(Stored data entries)

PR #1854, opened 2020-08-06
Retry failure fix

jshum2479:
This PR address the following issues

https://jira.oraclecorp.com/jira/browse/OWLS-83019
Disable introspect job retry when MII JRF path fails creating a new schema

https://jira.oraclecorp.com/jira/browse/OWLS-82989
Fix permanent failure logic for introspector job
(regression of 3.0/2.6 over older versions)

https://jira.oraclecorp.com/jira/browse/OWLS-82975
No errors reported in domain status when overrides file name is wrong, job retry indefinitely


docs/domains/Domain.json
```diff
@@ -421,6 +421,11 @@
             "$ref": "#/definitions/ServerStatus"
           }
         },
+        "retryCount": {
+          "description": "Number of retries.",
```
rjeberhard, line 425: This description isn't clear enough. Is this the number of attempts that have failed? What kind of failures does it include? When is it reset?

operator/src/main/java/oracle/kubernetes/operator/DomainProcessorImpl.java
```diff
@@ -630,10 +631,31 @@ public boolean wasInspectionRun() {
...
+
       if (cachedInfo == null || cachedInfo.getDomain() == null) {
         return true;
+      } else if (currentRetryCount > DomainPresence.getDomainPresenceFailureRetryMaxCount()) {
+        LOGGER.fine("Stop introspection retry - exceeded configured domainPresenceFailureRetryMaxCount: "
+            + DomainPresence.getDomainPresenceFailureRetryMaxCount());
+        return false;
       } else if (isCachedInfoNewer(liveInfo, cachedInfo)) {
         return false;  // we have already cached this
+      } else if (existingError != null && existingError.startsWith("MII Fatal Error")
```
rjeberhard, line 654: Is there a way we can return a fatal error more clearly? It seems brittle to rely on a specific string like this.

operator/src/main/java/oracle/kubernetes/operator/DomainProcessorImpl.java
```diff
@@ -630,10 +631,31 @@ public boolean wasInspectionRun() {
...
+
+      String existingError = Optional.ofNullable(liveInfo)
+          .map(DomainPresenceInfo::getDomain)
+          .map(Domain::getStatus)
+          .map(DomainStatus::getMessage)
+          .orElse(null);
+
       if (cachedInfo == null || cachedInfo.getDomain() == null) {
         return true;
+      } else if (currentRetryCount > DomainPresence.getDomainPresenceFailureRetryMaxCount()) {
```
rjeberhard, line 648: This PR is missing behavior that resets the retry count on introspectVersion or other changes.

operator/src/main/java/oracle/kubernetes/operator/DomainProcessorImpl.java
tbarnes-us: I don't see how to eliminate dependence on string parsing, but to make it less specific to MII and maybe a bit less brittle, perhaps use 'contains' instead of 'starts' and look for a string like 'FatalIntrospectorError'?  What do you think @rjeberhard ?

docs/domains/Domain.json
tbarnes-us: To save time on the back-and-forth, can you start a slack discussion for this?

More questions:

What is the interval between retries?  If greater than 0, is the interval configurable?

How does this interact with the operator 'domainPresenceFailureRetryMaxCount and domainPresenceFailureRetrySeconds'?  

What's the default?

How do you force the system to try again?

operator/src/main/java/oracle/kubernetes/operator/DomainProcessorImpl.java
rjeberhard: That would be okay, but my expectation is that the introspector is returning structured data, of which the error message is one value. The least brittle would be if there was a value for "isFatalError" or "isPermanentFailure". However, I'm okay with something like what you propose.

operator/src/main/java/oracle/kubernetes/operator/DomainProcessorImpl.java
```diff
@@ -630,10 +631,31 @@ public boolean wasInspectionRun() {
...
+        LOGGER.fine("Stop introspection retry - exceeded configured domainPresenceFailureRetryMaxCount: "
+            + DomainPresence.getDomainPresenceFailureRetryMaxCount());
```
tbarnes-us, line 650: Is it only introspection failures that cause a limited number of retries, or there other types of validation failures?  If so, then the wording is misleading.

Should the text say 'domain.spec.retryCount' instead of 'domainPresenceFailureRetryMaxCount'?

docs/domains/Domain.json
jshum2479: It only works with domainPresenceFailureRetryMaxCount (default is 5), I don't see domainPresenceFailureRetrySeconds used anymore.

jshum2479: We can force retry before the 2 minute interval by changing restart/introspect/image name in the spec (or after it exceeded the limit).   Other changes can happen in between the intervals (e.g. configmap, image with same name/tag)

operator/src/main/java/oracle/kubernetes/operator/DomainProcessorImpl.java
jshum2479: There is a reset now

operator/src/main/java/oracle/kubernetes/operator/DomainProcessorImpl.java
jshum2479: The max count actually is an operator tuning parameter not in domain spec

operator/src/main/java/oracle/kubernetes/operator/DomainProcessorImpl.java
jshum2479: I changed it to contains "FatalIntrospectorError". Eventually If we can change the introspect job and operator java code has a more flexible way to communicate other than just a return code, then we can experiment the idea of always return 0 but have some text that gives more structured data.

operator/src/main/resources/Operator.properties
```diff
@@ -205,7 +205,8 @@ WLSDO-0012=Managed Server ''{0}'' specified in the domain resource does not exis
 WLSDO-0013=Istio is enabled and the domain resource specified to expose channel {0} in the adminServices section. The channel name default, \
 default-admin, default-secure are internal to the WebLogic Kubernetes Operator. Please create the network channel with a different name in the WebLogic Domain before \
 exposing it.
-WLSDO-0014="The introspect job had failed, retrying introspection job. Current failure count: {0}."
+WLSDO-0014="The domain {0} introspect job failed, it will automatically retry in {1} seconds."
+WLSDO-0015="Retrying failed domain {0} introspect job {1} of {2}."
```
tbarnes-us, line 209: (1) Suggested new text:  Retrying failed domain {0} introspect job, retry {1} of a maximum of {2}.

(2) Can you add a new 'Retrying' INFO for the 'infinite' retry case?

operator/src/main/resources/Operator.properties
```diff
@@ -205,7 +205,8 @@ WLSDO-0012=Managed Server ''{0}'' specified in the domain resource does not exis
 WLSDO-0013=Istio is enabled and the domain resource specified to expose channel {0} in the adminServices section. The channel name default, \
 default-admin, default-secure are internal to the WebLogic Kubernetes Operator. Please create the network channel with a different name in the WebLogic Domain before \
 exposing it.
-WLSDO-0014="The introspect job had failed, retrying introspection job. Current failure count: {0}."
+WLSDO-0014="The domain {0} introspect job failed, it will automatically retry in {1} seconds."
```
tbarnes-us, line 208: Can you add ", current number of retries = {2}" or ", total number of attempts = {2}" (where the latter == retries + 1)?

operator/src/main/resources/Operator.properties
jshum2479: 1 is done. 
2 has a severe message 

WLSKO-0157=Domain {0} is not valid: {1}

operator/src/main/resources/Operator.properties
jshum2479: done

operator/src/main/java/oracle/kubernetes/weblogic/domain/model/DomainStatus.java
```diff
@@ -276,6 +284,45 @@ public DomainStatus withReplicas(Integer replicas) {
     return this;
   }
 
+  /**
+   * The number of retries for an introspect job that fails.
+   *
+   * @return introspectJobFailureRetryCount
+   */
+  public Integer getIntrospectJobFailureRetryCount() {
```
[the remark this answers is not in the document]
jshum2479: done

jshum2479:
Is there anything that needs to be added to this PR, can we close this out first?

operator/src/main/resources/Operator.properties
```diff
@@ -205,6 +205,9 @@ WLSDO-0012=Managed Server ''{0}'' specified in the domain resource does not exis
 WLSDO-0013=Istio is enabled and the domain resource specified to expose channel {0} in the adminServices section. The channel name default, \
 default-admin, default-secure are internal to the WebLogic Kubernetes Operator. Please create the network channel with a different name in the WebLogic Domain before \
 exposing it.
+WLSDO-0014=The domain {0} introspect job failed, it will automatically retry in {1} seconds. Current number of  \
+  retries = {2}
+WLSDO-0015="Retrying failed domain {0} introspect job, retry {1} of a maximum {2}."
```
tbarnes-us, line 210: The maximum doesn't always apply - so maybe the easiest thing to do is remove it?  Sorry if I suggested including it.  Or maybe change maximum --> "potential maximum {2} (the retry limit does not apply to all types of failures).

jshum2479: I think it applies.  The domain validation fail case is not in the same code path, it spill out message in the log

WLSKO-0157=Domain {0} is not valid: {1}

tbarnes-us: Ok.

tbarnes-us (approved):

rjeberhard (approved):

- Work instruction -
From the records above, pull every line that carries the word "does".

- Expected output -
rjeberhard, line 425: This description isn't clear enough. Is this the number of attempts that have failed? What kind of failures does it include? When is it reset?
How does this interact with the operator 'domainPresenceFailureRetryMaxCount and domainPresenceFailureRetrySeconds'?  
@@ -205,7 +205,8 @@ WLSDO-0012=Managed Server ''{0}'' specified in the domain resource does not exis
@@ -205,7 +205,8 @@ WLSDO-0012=Managed Server ''{0}'' specified in the domain resource does not exis
@@ -205,6 +205,9 @@ WLSDO-0012=Managed Server ''{0}'' specified in the domain resource does not exis
tbarnes-us, line 210: The maximum doesn't always apply - so maybe the easiest thing to do is remove it?  Sorry if I suggested including it.  Or maybe change maximum --> "potential maximum {2} (the retry limit does not apply to all types of failures).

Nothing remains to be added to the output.